Stored items:
========
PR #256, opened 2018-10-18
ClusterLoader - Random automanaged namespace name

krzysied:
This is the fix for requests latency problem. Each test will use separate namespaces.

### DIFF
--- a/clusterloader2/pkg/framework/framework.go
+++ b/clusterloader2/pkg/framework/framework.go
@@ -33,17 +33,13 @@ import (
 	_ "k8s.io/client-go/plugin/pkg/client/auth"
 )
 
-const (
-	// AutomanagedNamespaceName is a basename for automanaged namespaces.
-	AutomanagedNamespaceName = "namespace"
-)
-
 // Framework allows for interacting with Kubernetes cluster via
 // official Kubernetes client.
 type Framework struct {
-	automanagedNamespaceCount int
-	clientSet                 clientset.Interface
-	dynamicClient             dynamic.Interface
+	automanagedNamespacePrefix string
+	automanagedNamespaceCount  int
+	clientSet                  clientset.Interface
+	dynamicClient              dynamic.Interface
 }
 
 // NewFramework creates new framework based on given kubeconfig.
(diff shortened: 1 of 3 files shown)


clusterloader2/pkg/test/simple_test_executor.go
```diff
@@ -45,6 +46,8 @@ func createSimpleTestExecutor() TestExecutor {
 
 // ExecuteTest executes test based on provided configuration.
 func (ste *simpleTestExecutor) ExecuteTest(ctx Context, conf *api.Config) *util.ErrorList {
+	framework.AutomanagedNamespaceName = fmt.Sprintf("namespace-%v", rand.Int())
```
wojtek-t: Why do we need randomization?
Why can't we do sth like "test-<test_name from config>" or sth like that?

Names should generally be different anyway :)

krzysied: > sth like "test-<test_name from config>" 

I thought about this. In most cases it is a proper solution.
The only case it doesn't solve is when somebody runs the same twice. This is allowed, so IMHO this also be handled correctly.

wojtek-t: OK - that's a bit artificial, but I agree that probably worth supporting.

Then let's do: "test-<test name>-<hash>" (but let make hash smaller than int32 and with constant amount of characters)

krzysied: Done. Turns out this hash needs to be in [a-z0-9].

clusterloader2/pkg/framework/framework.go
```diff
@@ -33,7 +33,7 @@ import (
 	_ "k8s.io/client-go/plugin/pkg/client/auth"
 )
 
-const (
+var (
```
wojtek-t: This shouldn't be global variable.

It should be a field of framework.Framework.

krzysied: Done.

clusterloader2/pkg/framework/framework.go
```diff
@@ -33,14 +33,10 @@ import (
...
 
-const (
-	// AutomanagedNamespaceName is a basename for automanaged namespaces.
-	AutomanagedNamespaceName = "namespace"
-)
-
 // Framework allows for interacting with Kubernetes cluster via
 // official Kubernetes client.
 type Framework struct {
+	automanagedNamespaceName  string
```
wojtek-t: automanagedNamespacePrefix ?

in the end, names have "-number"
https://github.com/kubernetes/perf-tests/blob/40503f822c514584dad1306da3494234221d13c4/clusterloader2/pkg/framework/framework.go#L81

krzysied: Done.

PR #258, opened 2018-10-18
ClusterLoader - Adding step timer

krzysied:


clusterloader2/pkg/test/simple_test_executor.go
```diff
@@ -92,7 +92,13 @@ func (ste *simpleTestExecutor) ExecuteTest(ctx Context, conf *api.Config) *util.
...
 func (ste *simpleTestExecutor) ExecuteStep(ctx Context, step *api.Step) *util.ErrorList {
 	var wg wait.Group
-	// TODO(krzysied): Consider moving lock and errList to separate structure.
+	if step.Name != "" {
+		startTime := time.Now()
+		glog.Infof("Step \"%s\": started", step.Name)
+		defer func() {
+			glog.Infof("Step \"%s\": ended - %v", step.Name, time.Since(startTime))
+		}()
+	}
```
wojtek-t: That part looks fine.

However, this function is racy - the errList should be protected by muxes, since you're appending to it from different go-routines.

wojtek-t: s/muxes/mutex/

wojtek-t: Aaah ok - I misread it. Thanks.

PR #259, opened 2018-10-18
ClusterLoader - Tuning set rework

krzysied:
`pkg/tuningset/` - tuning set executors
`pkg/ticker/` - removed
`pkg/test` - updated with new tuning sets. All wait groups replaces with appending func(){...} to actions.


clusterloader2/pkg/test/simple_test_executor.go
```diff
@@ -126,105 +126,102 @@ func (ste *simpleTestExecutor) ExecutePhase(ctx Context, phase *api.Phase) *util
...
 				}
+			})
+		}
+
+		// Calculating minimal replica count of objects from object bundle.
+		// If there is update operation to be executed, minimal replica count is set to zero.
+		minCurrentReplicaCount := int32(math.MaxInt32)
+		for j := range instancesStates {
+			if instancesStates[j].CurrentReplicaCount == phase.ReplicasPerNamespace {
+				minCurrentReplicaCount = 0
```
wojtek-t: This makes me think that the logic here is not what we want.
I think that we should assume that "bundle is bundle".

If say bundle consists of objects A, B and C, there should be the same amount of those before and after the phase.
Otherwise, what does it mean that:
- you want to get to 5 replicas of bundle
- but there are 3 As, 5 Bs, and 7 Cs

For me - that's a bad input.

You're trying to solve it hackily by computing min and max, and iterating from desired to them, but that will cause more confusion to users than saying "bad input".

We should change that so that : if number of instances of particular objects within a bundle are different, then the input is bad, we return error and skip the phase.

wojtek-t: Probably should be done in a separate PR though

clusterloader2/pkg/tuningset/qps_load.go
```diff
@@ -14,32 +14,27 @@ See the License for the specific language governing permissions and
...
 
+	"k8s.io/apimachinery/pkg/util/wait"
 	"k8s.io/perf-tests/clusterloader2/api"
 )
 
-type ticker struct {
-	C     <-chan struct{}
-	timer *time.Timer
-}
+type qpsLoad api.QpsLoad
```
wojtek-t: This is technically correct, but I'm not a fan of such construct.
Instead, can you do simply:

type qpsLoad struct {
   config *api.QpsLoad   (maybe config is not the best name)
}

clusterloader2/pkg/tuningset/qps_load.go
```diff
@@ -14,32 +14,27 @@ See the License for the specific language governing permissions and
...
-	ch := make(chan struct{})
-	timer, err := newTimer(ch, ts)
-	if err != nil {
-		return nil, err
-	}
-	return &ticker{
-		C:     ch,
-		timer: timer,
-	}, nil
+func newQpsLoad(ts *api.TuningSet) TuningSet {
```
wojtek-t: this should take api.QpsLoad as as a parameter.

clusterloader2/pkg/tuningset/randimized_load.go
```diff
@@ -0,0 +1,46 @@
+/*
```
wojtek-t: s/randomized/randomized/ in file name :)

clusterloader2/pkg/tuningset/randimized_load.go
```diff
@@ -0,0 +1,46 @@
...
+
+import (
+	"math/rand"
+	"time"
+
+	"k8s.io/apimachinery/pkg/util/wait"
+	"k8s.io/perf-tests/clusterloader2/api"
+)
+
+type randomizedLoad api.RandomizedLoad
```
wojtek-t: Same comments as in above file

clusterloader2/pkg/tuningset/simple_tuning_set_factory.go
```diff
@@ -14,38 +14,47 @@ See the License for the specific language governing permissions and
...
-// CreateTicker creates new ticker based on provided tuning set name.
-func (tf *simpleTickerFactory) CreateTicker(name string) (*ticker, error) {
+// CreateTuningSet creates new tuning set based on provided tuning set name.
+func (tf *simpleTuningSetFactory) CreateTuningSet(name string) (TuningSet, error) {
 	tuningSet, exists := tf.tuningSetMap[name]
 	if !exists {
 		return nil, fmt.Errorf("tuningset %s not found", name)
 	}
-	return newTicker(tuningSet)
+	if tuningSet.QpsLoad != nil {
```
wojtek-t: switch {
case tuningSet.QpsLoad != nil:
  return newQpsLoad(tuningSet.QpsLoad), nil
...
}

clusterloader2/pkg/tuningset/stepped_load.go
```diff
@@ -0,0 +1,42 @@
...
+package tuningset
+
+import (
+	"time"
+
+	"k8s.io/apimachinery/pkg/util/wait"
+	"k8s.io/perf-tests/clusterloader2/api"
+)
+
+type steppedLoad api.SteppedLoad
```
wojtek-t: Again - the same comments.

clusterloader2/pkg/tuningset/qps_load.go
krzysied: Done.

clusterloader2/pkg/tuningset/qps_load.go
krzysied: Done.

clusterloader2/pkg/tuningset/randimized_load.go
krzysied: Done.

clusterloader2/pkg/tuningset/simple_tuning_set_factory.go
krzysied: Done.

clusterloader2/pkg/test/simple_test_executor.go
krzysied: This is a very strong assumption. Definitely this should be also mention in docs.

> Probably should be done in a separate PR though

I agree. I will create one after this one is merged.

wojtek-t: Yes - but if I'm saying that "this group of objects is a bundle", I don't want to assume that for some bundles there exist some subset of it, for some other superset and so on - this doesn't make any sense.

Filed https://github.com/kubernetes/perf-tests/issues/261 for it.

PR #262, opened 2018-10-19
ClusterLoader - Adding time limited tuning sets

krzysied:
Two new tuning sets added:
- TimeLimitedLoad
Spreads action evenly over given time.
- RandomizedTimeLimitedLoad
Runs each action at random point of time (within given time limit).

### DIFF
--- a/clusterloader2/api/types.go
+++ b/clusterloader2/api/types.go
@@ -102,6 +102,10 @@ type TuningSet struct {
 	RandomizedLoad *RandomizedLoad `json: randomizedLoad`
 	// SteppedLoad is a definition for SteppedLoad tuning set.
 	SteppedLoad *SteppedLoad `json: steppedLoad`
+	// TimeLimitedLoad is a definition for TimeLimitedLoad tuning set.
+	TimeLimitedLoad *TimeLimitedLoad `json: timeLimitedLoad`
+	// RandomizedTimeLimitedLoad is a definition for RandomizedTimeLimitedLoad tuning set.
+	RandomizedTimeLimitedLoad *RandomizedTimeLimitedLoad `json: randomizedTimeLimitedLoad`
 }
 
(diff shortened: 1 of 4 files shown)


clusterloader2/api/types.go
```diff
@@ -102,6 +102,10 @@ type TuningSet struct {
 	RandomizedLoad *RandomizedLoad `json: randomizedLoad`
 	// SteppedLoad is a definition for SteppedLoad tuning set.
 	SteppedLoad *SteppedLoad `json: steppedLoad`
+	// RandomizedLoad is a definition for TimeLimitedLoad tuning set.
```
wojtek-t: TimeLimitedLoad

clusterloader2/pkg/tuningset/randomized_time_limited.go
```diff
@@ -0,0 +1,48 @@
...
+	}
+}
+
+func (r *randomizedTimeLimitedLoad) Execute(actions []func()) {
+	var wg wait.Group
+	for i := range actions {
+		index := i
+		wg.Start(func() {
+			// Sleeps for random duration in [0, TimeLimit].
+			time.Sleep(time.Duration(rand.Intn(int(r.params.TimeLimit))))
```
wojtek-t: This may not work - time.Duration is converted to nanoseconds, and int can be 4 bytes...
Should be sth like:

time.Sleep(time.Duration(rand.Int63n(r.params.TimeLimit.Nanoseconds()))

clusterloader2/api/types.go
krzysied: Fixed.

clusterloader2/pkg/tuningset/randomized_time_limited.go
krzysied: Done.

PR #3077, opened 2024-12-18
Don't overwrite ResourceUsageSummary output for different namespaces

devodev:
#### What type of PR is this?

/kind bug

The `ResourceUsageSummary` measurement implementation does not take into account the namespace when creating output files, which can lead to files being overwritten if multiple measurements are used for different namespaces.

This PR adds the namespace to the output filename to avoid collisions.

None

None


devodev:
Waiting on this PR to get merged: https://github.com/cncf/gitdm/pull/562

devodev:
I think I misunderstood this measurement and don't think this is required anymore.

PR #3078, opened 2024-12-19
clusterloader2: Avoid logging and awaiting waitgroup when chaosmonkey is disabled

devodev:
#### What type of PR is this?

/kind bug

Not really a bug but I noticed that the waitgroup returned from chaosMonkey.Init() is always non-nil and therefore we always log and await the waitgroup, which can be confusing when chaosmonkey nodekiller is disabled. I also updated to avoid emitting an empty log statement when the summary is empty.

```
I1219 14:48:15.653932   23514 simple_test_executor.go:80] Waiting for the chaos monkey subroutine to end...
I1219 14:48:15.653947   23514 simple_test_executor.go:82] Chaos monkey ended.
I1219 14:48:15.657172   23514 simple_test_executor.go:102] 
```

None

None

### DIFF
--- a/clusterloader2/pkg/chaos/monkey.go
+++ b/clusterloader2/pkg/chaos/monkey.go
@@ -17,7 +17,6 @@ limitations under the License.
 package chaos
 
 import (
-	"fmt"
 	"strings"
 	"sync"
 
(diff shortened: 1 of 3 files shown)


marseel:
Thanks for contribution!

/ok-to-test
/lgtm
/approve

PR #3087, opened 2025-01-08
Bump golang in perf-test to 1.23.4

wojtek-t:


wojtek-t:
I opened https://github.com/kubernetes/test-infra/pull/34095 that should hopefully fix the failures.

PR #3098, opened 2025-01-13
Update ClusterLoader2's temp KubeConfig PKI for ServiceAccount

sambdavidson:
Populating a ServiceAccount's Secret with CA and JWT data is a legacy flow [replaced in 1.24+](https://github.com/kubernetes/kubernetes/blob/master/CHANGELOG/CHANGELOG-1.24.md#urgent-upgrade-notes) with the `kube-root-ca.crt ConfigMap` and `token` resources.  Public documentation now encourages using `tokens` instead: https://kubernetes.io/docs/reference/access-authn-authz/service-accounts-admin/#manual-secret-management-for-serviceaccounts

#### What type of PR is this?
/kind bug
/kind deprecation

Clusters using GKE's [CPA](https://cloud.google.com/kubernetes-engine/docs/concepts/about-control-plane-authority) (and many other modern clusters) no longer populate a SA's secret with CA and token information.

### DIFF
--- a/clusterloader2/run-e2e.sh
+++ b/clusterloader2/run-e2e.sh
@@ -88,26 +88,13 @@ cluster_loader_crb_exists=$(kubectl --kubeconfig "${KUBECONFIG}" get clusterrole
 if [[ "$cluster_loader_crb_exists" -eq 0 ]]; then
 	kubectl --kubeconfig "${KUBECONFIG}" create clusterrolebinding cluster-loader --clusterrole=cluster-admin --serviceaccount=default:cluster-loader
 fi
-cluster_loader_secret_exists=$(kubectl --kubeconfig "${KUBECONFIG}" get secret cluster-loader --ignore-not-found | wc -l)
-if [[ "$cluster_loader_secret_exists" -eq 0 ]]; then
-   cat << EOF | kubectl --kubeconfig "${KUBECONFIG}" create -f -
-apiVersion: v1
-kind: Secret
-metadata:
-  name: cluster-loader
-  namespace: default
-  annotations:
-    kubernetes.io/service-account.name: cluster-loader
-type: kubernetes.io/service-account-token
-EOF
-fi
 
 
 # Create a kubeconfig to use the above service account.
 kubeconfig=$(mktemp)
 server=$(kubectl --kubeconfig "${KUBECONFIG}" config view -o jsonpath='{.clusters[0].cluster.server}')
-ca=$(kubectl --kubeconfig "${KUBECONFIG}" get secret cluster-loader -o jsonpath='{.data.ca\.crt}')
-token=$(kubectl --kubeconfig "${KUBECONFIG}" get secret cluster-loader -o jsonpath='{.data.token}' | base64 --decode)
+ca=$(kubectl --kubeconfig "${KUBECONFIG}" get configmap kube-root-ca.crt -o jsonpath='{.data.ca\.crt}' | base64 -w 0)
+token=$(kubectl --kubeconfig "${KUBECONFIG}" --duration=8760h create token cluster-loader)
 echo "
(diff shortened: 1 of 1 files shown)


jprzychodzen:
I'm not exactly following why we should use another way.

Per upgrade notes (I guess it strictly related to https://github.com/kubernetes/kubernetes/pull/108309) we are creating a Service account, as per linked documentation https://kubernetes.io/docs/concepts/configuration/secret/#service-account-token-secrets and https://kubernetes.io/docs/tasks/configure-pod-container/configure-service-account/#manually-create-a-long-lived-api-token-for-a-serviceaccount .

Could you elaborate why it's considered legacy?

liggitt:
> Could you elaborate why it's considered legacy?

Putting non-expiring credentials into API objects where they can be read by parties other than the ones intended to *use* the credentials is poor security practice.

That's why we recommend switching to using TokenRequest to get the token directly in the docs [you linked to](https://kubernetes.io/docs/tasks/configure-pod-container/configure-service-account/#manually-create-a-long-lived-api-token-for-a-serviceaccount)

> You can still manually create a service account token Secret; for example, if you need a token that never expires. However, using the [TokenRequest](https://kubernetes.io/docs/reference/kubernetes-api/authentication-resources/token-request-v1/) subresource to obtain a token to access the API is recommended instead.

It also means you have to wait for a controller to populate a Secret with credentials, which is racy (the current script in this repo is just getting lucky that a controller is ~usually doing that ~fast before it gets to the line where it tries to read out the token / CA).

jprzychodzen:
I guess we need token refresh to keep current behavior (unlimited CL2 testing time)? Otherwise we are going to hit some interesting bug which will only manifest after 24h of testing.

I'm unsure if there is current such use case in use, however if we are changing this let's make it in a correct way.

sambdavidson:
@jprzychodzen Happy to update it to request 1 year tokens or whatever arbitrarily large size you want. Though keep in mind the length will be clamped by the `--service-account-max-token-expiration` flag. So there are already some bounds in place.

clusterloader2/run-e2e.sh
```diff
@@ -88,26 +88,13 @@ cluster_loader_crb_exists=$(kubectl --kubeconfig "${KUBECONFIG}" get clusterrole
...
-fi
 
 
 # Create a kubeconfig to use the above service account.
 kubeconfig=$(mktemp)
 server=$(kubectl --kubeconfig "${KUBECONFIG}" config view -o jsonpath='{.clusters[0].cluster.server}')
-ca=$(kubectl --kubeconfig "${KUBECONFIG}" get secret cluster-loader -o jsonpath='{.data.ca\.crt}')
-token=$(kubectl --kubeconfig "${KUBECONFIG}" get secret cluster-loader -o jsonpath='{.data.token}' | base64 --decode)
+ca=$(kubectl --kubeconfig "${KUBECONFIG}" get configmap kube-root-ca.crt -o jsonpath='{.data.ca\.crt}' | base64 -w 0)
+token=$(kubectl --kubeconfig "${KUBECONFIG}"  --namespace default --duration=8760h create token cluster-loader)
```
========
_How to complete this task_
Above are the records; copy each line from them that includes the string "RandomizedLoad".

_Answer to the exercise_
+type randomizedLoad api.RandomizedLoad
 	RandomizedLoad *RandomizedLoad `json: randomizedLoad`
 	RandomizedLoad *RandomizedLoad `json: randomizedLoad`
+	// RandomizedLoad is a definition for TimeLimitedLoad tuning set.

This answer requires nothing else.